Seit neuestem finden hier, und damit meine ich die Zeitspanne eines Augenblicks seit den neunziger Jahren, andere Merkwürdigkeiten statt. Diese sind mir jedoch lieber als herumziehende historische Gestalten, die ihr Unwesen treiben und meine Ruhe stören.

Was mir aber vor kurzem passiert ist, davon muss ich noch erzählen: Zum ersten Mal fand in meinen Mauern ein  Weihnachtsmarkt statt – mit bunten Ständen, vielen Menschen, allerlei guten Dingen und viel Musik: Eine Blaskapelle hatte ich zu Gast und auch einen Chor von Colinde-Sängerinnen. Sogar eine lebendige Krippe habe ich nun miterleben können.
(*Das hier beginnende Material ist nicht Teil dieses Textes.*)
PR #4331, opened 2025-02-02
Improve Whirlwind ability logic and readability

joshjau:
Restructure usable() and readyTime() functions with more explicit checks for range and buff conditions. Restore single-target meat cleaver logic while preventing possible rotation freezes.


joshjau:
sorry did not see it was fixed, closed as not needed.

PR #4338, opened 2025-02-05
Enhance Shaman is Saved. Also Eclipse. Also Fire Mage.

### LINKED ISSUE #4272: WW Tiger Palm Combo Break vs. 0 Chi
### Before You Begin

### Spec

Monk - Windwalker

### Describe the Issue

Sometime midfight the addon autosnapshot with "Unable to make recommendation"

### How to Reproduce

just do the rotation and it do it itself
Screenshot 2025-01-01 184831

### Snapshot (Link)

https://pastebin.com/E0DxxLdy

https://www.raidbots.com/simbot/report/aY6fC2NabDkiDV2eTjXWZD

### Additional Information

_No response_

### Contact Information

zifrost

### LINKED ISSUE #4281: [REC] Balance Druid - Opener Order Changes if user fails to precast Wrath x2
### Before You Begin

### Spec

Druid - Balance

### Describe the Issue

When a Druid has "Incarnation: Chosen of Elune" or "Celestial Alignment" ready at the start, they can directly enter Solar and Lunar Eclipse. However, according to the current priority in Hekili, it always casts after "Force of Nature." Yet, it seems that Force of Nature's conditions require it to be cast after entering Solar and Lunar Eclipse. This leads to what should have been an initial burst sequence like "Sunfire," "Moonfire," "Force of Nature," "Celestial Alignment." Two additional "Starsurge" are now required before "Force of Nature," disrupting the previous burst sequence. I provided a snapshot has been included recommending "Starfire" after casting "Sunfire" and "Moonfire" on the main target upon entering combat with all abilities off cooldown. The reason for this recommendation is not entirely clear and may not align well with the casting order simulated by SimC.

### How to Reproduce

casting "Sunfire" and "Moonfire" on the main target upon entering combat with all abilities off cooldown. 

### Snapshot (Link)

https://pastebin.com/8ygeDnqv

https://www.raidbots.com/simbot/report/jWKz8d27tdfrczxu84XE2L

### Additional Information

This issue should also occur in AoE scenarios. It seems to be a universal problem.

### Contact Information

_No response_

syrifgit:
## Enhance Shaman

Thanks to a discussion with Redstoner876 and Wordup over in the shaman discord, figured out a really important fix for thorims.

### Proccing spells
- **Chain Lightning**
  - Always sets thorims to CL
- **Lightning Bolt**
  - Sets Thorims based on targets hit
    - LB if it hits 1
    - CL if it hits more than 1 (due to prim wave buff + multiple flame shocks being active)
      - This is the real game changer
- **Tempest**
  -  Sets Thorims based on targets hit
     - LB if it hits 1
     - CL if it hits more than 1

### Changes made

I added a CLEU setup to keep a small table of recent damage events from LB and Tempest. If multiple damage events are detected within 0.2 seconds, we can be 99.9% sure that we primed CL. Otherwise it should be primed LB.

Replicated the method we discussed with BM Pack leader and Animosity to have CLEU maintain the "real" value, and have a state expression copy to be manipulated by handlers and then reset by `reset_precast`.

All previous logic was removed or modified to model the real behaviour.

So far this has resulted in a significant rotation improvement, and I think we might even be able to remove all edited APL "bandaids" to the thorims problem, too. The in-game aoe rotation is pretty much global for global with the sims when you undo the edits. 

Imagine if Blizzard made talents do what they say they do.

## Boomkin Eclipse
Now works how eclipse actually works in game. Removed deprecated code related to the old pendulum system of eclipse. Long story short, you do not need to cast eclipse-priming spells back to back. You can cast a wrath, then 5 moonfires, then a wrath and you'll enter lunar eclipse. You can also enter whatever eclipse you want, it doesn't have to alternate. So all code relating to this logic has been reworked and tested to match the in-game functionality. 

- Significant reduction in code
- Simplified local functions
- Less queued aura events
- Fixes #4281
- Also fixes issues with Lunar Calling talent
- Tidied up meta table options, removed ones that are not used in APL

We could **_probably_** nuke the entire metatable, but I am happy with the way this turned out.

## Fire mage
Fixed some inaccuracies, reduced some duplicate code using a hot streak consumer function

## Windwalker
- Add celestial to combo list
- Allow combat drops to double cast tiger palm by wiping it from the last combo, under certain conditions
  - Fixes #4272 ?


davemgelinas:
Assuming I just have to replace my files with these for testing and /reload or relaunch wow. I can confirm it feels like it's performing better. In particular the first pull on NW, ascendance was not immediately recommended like before and ended up peaking around 9m DPS at one point. 5m dps overall (1st big pull)

syrifgit:
> Assuming I just have to replace my files with these for testing and /reload or relaunch wow. I can confirm it feels like it's performing better. In particular the first pull on NW, ascendance was not immediately recommended and ended up peaking around 9m DPS.

The APL you need to actually import in-game, which is just the original APL. It was modified to try and get around the problem that these changes address (thorims invocation), so the workarounds are no longer needed. But even without that it should be much better.

syrifgit:
okay this is ready now

TheWarWithin/ShamanEnhancement.lua
```diff
@@ -965,6 +966,41 @@ spec:RegisterCombatLogEvent( function( _, subtype, _,  sourceGUID, sourceName, _
...
+
+            -- Check for Lightning Bolt (188196) and Tempest (452201)
+            if spellID == 188196 or spellID == 452201 then
+                -- Initialize tracking for the spell if needed
+                if not recent_spell_hits[ spellID ] then
+                    recent_spell_hits[ spellID ] = {}
+                end
+
+                -- Remove expired entries (older than 0.2 seconds)
+                for targetGUID, timestamp in pairs( recent_spell_hits[ spellID ]) do
```
Hekili: This is going to cause memory usage to creep up because of table creation / destruction, though only a small amount and very slowly.  I'm fine with it, but *someone* at some point will complain.

That said, there are a few changes that could be made here.  We don't need to do any Thorim's tracking if we don't have the talent, and we don't have to nest our spell checks.

```Lua
-- Merge nested conditions; track Chain Lightning up here as well.
if state.talent.thorims_invocation.enabled and subtype == "SPELL_DAMAGE" and ( spellID == 188196 or spellID == 452201 or spellID == 188443 ) then
    local now = GetTime()
```

Thinking about it, it looks like this is tracking more information than it needs, probably out a desire to be thorough.  We need to answer:
* Is this a new LB, CL, or Tempest?<br>Specifically:  Has it been `x` seconds since the last damage event?

```Lua
-- Declared outside of handler; start with thorim_window expired and Lightning Bolt.
local tiWindow, tiSpell, tiTarget = 0, "lightning_bolt"

...
-- Inside CLEU handler; I'm lazy, sue me.
if state.talent.thorims_invocation.enabled and subtype == "SPELL_DAMAGE" and ( spellID == 188196 or spellID == 452201 or spellID == 188443 ) then
    -- We have a few shortcuts available to us here.
    -- (1) Any Chain Lightning triggers Thorim's; we can answer and exit more quickly.
    if spellID == 188443 then
        tiSpell = "chain_lightning"
        return
    end
    
    if now > tiWindow then
        -- (2) Reset; take advantage that we don't actually care about specific number of unique targets hit; we care about hitting 1 vs. more than one.        
        tiWindow = GetTime() + 0.5 -- Might as well track end of window instead of start of window; also, we can keep the window open longer, because of the GCD.
        tiSpell = "lightning_bolt" -- We can set to Lightning Bolt since we're at target count = 1 for now.
        tiTarget = destGUID -- To count the next target, we just need to know it wasn't this guy.
        return
    end
    
    -- If we're here, we're inside and active Thorim's window.
    -- (3) If we've already hit a second target, we can exit.
    if tiSpell == "chain_lightning" then return end
    
    -- (4) If we've hit another unique target, so upgrade to Chain Lightning and exit.  Any subsequent impacts within this tiWindow can be ignored.
    if destGUID ~= tiTarget then
        tiSpell = "chain_lightning"
        return
     end
end
```

This is basically the same as what you did in terms of testing at which time, but it fails more quickly to avoid unnecessary work.  (Relatable content.)  Please review and determine whether I'm overlooking anything.  If you agree, please incorporate the above.

TheWarWithin/ShamanEnhancement.lua
```diff
@@ -1117,15 +1148,16 @@ local TriggerStaticAccumulation = setfenv( function()
     gain_maelstrom( 1 )
 end, state )
 
-
-local tiSpell = "lightning_bolt"
+spec:RegisterStateExpr( "thorims_current_mode", function ()
```
Hekili: May as well align syntax with SimC.
```Lua
-- We don't have to pass through to the real value here, since we're going to write the real value in reset_precast.
-- This approach is 100% fine; essentially defaulting here is just a backup measure.
spec:RegisterStateExpr( "ti_mode", function() return "lightning_bolt" end )
```

TheWarWithin/ShamanEnhancement.lua
```diff
@@ -1261,8 +1293,7 @@ spec:RegisterHook( "reset_precast", function ()
         end
     end ]]
 
-    tiSpell = action.lightning_bolt.lastCast >= action.chain_lightning.lastCast and "lightning_bolt" or "chain_lightning"
-    if action.tempest.lastCast > action[ tiSpell ].lastCast then tiSpell = true_active_enemies > 1 and "chain_lightning" or "lightning_bolt" end
+    thorims_current_mode = tiSpell -- Sync with CLEU every recommendation set
```
Hekili: `ti_mode = tiSpell`

TheWarWithin/ShamanEnhancement.lua
```diff
@@ -2253,7 +2293,12 @@ spec:RegisterAbilities( {
             if azerite.natural_harmony.enabled then applyBuff( "natural_harmony_nature" ) end
             if buff.vesper_totem.up and vesper_totem_dmg_charges > 0 then trigger_vesper_damage() end
 
-            tiSpell = "lightning_bolt"
+            if buff.primordial_wave.up and active_dot.flame_shock > 1 then
+                thorims_current_mode = "chain_lightning"
+            else
+                thorims_current_mode = "lightning_bolt"
+            end
+
```
Hekili, line 2285: This is totally fine; could abbreviate to:
`ti_mode = buff.primordial_wave.up and active_dot.flame_shock > 1 and "chain_lightning" or "lightning_bolt"`

Hekili (changes requested):
With regard to Enhancement, you caught me -- I specifically chose not to track real vs. virtual when I was in a rush to get 11.0 out the door.  You're 100% correct to implement that tracking and it's great to hear that it lets us align with the default priority.

Let me know what you think about the CLEU handler simplification and other minor label changes.

TheWarWithin/ShamanEnhancement.lua
syrifgit: Agreed, I think it had it this way for clarity while wrapping my head around it lol

TheWarWithin/ShamanEnhancement.lua
syrifgit: `if destGUID ~= tiTarget then `

Could we run into nil issues here? Is there something better we could initialize `tiTarget` as?

syrifgit:
> Let me know what you think about the CLEU handler simplification and other minor label changes.

Makes sense to me, as long as it accomplishes the same task. I'm just the guy with too many ideas and not enough sleep. I think I implemented what you explained, should be double checked.

Had a few different users report back to me in DMs who tested the PR files that it's working much much better in-game.

Hekili (approved):

PR #4348, opened 2025-02-10
feat(Demonology): Update Felstorm implementation

joshjau:
- Added proper Fel Sunder application and stacking logic
- Added haste scaling to Felstorm buff duration
- Improved conditional checks for Fel Sunder talent


TheWarWithin/WarlockDemonology.lua
```diff
@@ -2290,7 +2290,14 @@ spec:RegisterAbilities( {
 
         usable = function() return pet.alive and pet.real_pet == "felguard", "requires a living felguard" end,
         handler = function()
-            applyBuff( "felstorm" )
+            applyBuff( "felstorm", 5 * haste )
+            if talent.fel_sunder.enabled then 
+                if debuff.fel_sunder.up then
```
syrifgit: `addStack()` doesn't work on debuffs, you can see the full function inside `State.lua`.

Here is an example from Frost DK of adding a debuff stack.

`if talent.bind_in_darkness.enabled and debuff.reapers_mark.up then applyDebuff( "target", "reapers_mark", nil, debuff.reapers_mark.stack + 2 ) end`

It also seems like it adds the stack on tick, so you could implement a `tick()` function to be more accurate.

joshjau:
pushed an update on suggestions. please review.

Hekili:
`QueueAuraExpiration` is expensive.  Are there changes to recommendations based on the number of Fel Sunder stacks?  I don't see any in the default priority from SimC.  If so, we would be (partially) modeling the stack value for no decision-making value.

Alternatives:
* Have `handler` apply all stacks for prediction logic, and
* Have `reset_precast` apply / update stacks based on when Felstorm was cast.

joshjau:
> `QueueAuraExpiration` is expensive. Are there changes to recommendations based on the number of Fel Sunder stacks? I don't see any in the default priority from SimC. If so, we would be (partially) modeling the stack value for no decision-making value.
> 
> Alternatives:
> 
> * Have `handler` apply all stacks for prediction logic, and
> * Have `reset_precast` apply / update stacks based on when Felstorm was cast.

Thanks for the feedback, I have closed this for now.

PR #4355, opened 2025-02-13
(fix)Syntax Issue for Destruction Warlock

joshjau:
Please provide feedback, as I may be mistaken in my interpretation of the following:

Replaced %% with % for modulo operations


Hekili:
This is not necessary; it is already autoconverted when imported (so that SimC syntax is preserved).  When editing in-game, using the normal operators (`/` and `%`) works as intended.

PR #4356, opened 2025-02-13
Update protection warrior abilities

baaron666:
1. Make avatar apply thunder_blast buff when avatar_of_the_storm talent is enabled
2. Remove violent_outburst buff application from avatar which does not happen in-game
3. Correct thunder blast rage generation

### DIFF
--- a/TheWarWithin/WarriorProtection.lua
+++ b/TheWarWithin/WarriorProtection.lua
@@ -769,9 +769,6 @@ spec:RegisterAbilities( {
             if talent.immovable_object.enabled then
                 applyBuff( "shield_wall", 4 )
             end
-            if talent.violent_outburst.enabled then
-                applyBuff( "violent_outburst" )
-            end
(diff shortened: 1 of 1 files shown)


TheWarWithin/WarriorProtection.lua
```diff
@@ -769,8 +769,8 @@ spec:RegisterAbilities( {
             if talent.immovable_object.enabled then
                 applyBuff( "shield_wall", 4 )
             end
-            if talent.violent_outburst.enabled then
-                applyBuff( "violent_outburst" )
+            if talent.avatar_of_the_storm.enabled then
+                applyBuff( "thunder_blast", 15, 2 )
```
syrifgit, line 775: While we're fixing it, add the thunder clap CD reset that goes with this effect?

```LUA
setCooldown( "thunder_clap", 0 )
setCooldown( "thunder_blast", 0 )
```

syrifgit (changes requested):
Looks good

PR #4359, opened 2025-02-14
Replaced deprecated GetItemCooldown

joshjau:
GetItemCooldown was deprecated in patch 10.2.6
Replaced with C_Item.GetItemCooldown

### DIFF
--- a/TheWarWithin/MageArcane.lua
+++ b/TheWarWithin/MageArcane.lua
@@ -9,7 +9,6 @@ local class, state = Hekili.Class, Hekili.State
 
 local FindUnitBuffByID, FindUnitDebuffByID = ns.FindUnitBuffByID, ns.FindUnitDebuffByID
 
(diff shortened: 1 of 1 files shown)


TheWarWithin/MageArcane.lua
```diff
@@ -9,7 +9,7 @@ local class, state = Hekili.Class, Hekili.State
 
 local FindUnitBuffByID, FindUnitDebuffByID = ns.FindUnitBuffByID, ns.FindUnitDebuffByID
 
-local GetItemCooldown = GetItemCooldown
+local GetItemCooldown = C_Item.GetItemCooldown
```
syrifgit: It's not even used in the file, could probably just delete the line instead? Not 100% sure

joshjau: I submitted another update to remove the line, you are correct it is not used and is still available in other core files where needed.

Hekili (approved):

PR #4362, opened 2025-02-15
refactor(BM): Update bloodshed aura to use C_UnitAuras API

joshjau:
Replace deprecated UnitDebuff/FindUnitDebuffByID with C_UnitAuras.GetDebuffDataByIndex


Hekili:
This would be fine but we already have a helper function to handle the deprecated UnitDebuff.  I'll revise accordingly.

PR #4363, opened 2025-02-15
fix: Enhancement Shaman variable and debuff reference errors

joshjau:
- Initialize tiTarget with nil to prevent value assignment warning
- Set vesper totem charges to 0 instead of nil for integer type compliance
- Change dot.flame_shock to debuff.flame_shock for correct debuff reference

### DIFF
--- a/TheWarWithin/ShamanEnhancement.lua
+++ b/TheWarWithin/ShamanEnhancement.lua
@@ -886,7 +886,7 @@ local recall_totems = {
 
 local recallTotem1
 local recallTotem2
-local tiWindow, tiSpell, tiTarget = 0, "lightning_bolt"
+local tiWindow, tiSpell, tiTarget = 0, "lightning_bolt", nil
 local recent_spell_hits = {}
 local actual_spirits, virtual_spirits = {}, {}
 local molten_weapons, virtual_molten_weapons = {}, {}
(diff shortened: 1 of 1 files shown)


TheWarWithin/ShamanEnhancement.lua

Über die vielen spielenden Kinder, die lachend im Schnee und innerhalb meiner Mauern Verstecken gespielt haben, habe ich mich gefreut. Besser als durchziehende Horden, die plündern und rauben, war es in jedem Fall. In diesem Sinne und mit wärmenden Gedanken an die Kinder wünsche ich Ihnen, meine Damen und Herren, sowie allen Burgen Siebenbürgens ein gesegnetes Jahr 2019. Auf die nächsten 700 Jahre.